=== Exercise inputs ===
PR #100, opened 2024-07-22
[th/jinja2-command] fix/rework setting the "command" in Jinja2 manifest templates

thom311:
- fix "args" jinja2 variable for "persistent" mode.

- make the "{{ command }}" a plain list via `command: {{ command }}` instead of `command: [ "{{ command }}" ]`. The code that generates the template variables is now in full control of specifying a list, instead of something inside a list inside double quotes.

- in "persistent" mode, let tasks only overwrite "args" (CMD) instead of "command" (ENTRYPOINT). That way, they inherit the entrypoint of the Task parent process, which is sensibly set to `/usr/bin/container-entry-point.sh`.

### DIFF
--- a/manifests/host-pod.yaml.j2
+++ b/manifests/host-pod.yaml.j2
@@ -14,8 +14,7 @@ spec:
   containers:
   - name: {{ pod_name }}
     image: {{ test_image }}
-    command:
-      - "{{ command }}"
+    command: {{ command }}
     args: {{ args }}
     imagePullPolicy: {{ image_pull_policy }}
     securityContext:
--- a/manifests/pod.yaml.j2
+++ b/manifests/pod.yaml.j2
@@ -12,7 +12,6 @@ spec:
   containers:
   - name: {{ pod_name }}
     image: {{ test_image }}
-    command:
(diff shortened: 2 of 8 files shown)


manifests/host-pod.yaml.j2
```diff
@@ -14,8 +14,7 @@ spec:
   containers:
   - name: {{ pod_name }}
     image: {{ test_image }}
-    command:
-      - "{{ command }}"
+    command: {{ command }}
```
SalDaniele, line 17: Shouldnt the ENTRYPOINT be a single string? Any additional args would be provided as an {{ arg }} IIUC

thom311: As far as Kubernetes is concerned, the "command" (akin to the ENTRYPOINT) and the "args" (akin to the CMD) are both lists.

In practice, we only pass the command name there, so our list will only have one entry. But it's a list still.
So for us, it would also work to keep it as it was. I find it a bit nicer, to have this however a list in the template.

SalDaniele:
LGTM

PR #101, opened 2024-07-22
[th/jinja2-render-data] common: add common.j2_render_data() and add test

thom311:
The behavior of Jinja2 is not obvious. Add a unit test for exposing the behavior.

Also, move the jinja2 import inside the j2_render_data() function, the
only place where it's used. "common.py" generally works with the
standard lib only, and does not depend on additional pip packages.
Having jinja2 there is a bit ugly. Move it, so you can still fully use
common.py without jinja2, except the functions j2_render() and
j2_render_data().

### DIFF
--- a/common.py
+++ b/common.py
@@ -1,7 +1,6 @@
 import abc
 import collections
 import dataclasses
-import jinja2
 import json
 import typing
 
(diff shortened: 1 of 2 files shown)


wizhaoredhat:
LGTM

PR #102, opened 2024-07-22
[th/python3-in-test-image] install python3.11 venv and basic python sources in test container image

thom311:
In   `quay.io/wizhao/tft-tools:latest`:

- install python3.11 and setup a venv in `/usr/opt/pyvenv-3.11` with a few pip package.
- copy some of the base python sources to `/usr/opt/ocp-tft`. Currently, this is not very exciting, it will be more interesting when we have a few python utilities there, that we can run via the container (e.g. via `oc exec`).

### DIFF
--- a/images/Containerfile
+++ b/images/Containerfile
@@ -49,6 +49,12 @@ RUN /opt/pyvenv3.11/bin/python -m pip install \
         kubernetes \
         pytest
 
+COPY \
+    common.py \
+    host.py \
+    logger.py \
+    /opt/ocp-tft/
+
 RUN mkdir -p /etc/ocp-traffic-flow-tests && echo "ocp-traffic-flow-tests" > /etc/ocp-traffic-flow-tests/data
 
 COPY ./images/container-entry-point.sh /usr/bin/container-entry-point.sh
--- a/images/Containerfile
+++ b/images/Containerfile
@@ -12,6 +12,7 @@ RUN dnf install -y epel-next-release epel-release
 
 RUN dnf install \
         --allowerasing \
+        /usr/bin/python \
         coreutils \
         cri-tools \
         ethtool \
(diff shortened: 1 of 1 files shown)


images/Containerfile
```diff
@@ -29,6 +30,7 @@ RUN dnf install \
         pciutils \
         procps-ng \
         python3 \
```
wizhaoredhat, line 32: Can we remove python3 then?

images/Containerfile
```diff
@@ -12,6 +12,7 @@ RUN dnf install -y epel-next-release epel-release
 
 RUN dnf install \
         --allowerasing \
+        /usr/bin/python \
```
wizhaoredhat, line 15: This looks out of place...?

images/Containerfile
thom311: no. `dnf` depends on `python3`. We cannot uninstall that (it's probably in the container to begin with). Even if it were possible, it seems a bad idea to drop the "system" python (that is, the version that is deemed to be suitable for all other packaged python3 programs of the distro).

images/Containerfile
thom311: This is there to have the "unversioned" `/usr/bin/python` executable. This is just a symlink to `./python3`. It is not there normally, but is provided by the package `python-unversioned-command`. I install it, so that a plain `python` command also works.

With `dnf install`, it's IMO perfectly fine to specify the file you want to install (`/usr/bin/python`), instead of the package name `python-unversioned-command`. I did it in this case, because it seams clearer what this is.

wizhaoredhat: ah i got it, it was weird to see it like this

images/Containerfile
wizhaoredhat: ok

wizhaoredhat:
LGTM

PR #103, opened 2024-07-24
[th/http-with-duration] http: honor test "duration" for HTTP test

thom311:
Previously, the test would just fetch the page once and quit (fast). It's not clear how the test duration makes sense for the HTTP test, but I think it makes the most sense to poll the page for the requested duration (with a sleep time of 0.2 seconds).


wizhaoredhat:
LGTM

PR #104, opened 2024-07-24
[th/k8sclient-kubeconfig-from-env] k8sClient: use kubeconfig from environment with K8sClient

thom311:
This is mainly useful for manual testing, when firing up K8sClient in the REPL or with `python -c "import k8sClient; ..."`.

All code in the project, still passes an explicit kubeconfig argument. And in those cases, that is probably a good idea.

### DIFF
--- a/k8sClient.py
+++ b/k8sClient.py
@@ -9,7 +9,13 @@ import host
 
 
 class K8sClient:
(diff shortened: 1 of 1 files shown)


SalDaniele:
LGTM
===
What you have to do
The answer should consist of every entry, repeated word for word.

Output for this task
PR #100, opened 2024-07-22
[th/jinja2-command] fix/rework setting the "command" in Jinja2 manifest templates

thom311:
- fix "args" jinja2 variable for "persistent" mode.

- make the "{{ command }}" a plain list via `command: {{ command }}` instead of `command: [ "{{ command }}" ]`. The code that generates the template variables is now in full control of specifying a list, instead of something inside a list inside double quotes.

- in "persistent" mode, let tasks only overwrite "args" (CMD) instead of "command" (ENTRYPOINT). That way, they inherit the entrypoint of the Task parent process, which is sensibly set to `/usr/bin/container-entry-point.sh`.

### DIFF
--- a/manifests/host-pod.yaml.j2
+++ b/manifests/host-pod.yaml.j2
@@ -14,8 +14,7 @@ spec:
   containers:
   - name: {{ pod_name }}
     image: {{ test_image }}
-    command:
-      - "{{ command }}"
+    command: {{ command }}
     args: {{ args }}
     imagePullPolicy: {{ image_pull_policy }}
     securityContext:
--- a/manifests/pod.yaml.j2
+++ b/manifests/pod.yaml.j2
@@ -12,7 +12,6 @@ spec:
   containers:
   - name: {{ pod_name }}
     image: {{ test_image }}
-    command:
(diff shortened: 2 of 8 files shown)


manifests/host-pod.yaml.j2
```diff
@@ -14,8 +14,7 @@ spec:
   containers:
   - name: {{ pod_name }}
     image: {{ test_image }}
-    command:
-      - "{{ command }}"
+    command: {{ command }}
```
SalDaniele, line 17: Shouldnt the ENTRYPOINT be a single string? Any additional args would be provided as an {{ arg }} IIUC

thom311: As far as Kubernetes is concerned, the "command" (akin to the ENTRYPOINT) and the "args" (akin to the CMD) are both lists.

In practice, we only pass the command name there, so our list will only have one entry. But it's a list still.
So for us, it would also work to keep it as it was. I find it a bit nicer, to have this however a list in the template.

SalDaniele:
LGTM

PR #101, opened 2024-07-22
[th/jinja2-render-data] common: add common.j2_render_data() and add test

thom311:
The behavior of Jinja2 is not obvious. Add a unit test for exposing the behavior.

Also, move the jinja2 import inside the j2_render_data() function, the
only place where it's used. "common.py" generally works with the
standard lib only, and does not depend on additional pip packages.
Having jinja2 there is a bit ugly. Move it, so you can still fully use
common.py without jinja2, except the functions j2_render() and
j2_render_data().

### DIFF
--- a/common.py
+++ b/common.py
@@ -1,7 +1,6 @@
 import abc
 import collections
 import dataclasses
-import jinja2
 import json
 import typing
 
(diff shortened: 1 of 2 files shown)


wizhaoredhat:
LGTM

PR #102, opened 2024-07-22
[th/python3-in-test-image] install python3.11 venv and basic python sources in test container image

thom311:
In   `quay.io/wizhao/tft-tools:latest`:

- install python3.11 and setup a venv in `/usr/opt/pyvenv-3.11` with a few pip package.
- copy some of the base python sources to `/usr/opt/ocp-tft`. Currently, this is not very exciting, it will be more interesting when we have a few python utilities there, that we can run via the container (e.g. via `oc exec`).

### DIFF
--- a/images/Containerfile
+++ b/images/Containerfile
@@ -49,6 +49,12 @@ RUN /opt/pyvenv3.11/bin/python -m pip install \
         kubernetes \
         pytest
 
+COPY \
+    common.py \
+    host.py \
+    logger.py \
+    /opt/ocp-tft/
+
 RUN mkdir -p /etc/ocp-traffic-flow-tests && echo "ocp-traffic-flow-tests" > /etc/ocp-traffic-flow-tests/data
 
 COPY ./images/container-entry-point.sh /usr/bin/container-entry-point.sh
--- a/images/Containerfile
+++ b/images/Containerfile
@@ -12,6 +12,7 @@ RUN dnf install -y epel-next-release epel-release
 
 RUN dnf install \
         --allowerasing \
+        /usr/bin/python \
         coreutils \
         cri-tools \
         ethtool \
(diff shortened: 1 of 1 files shown)


images/Containerfile
```diff
@@ -29,6 +30,7 @@ RUN dnf install \
         pciutils \
         procps-ng \
         python3 \
```
wizhaoredhat, line 32: Can we remove python3 then?

images/Containerfile
```diff
@@ -12,6 +12,7 @@ RUN dnf install -y epel-next-release epel-release
 
 RUN dnf install \
         --allowerasing \
+        /usr/bin/python \
```
wizhaoredhat, line 15: This looks out of place...?

images/Containerfile
thom311: no. `dnf` depends on `python3`. We cannot uninstall that (it's probably in the container to begin with). Even if it were possible, it seems a bad idea to drop the "system" python (that is, the version that is deemed to be suitable for all other packaged python3 programs of the distro).

images/Containerfile
thom311: This is there to have the "unversioned" `/usr/bin/python` executable. This is just a symlink to `./python3`. It is not there normally, but is provided by the package `python-unversioned-command`. I install it, so that a plain `python` command also works.

With `dnf install`, it's IMO perfectly fine to specify the file you want to install (`/usr/bin/python`), instead of the package name `python-unversioned-command`. I did it in this case, because it seams clearer what this is.

wizhaoredhat: ah i got it, it was weird to see it like this

images/Containerfile
wizhaoredhat: ok

wizhaoredhat:
LGTM

PR #103, opened 2024-07-24
[th/http-with-duration] http: honor test "duration" for HTTP test

thom311:
Previously, the test would just fetch the page once and quit (fast). It's not clear how the test duration makes sense for the HTTP test, but I think it makes the most sense to poll the page for the requested duration (with a sleep time of 0.2 seconds).


wizhaoredhat:
LGTM

PR #104, opened 2024-07-24
[th/k8sclient-kubeconfig-from-env] k8sClient: use kubeconfig from environment with K8sClient

thom311:
This is mainly useful for manual testing, when firing up K8sClient in the REPL or with `python -c "import k8sClient; ..."`.

All code in the project, still passes an explicit kubeconfig argument. And in those cases, that is probably a good idea.

### DIFF
--- a/k8sClient.py
+++ b/k8sClient.py
@@ -9,7 +9,13 @@ import host
 
 
 class K8sClient:
(diff shortened: 1 of 1 files shown)


SalDaniele:
LGTM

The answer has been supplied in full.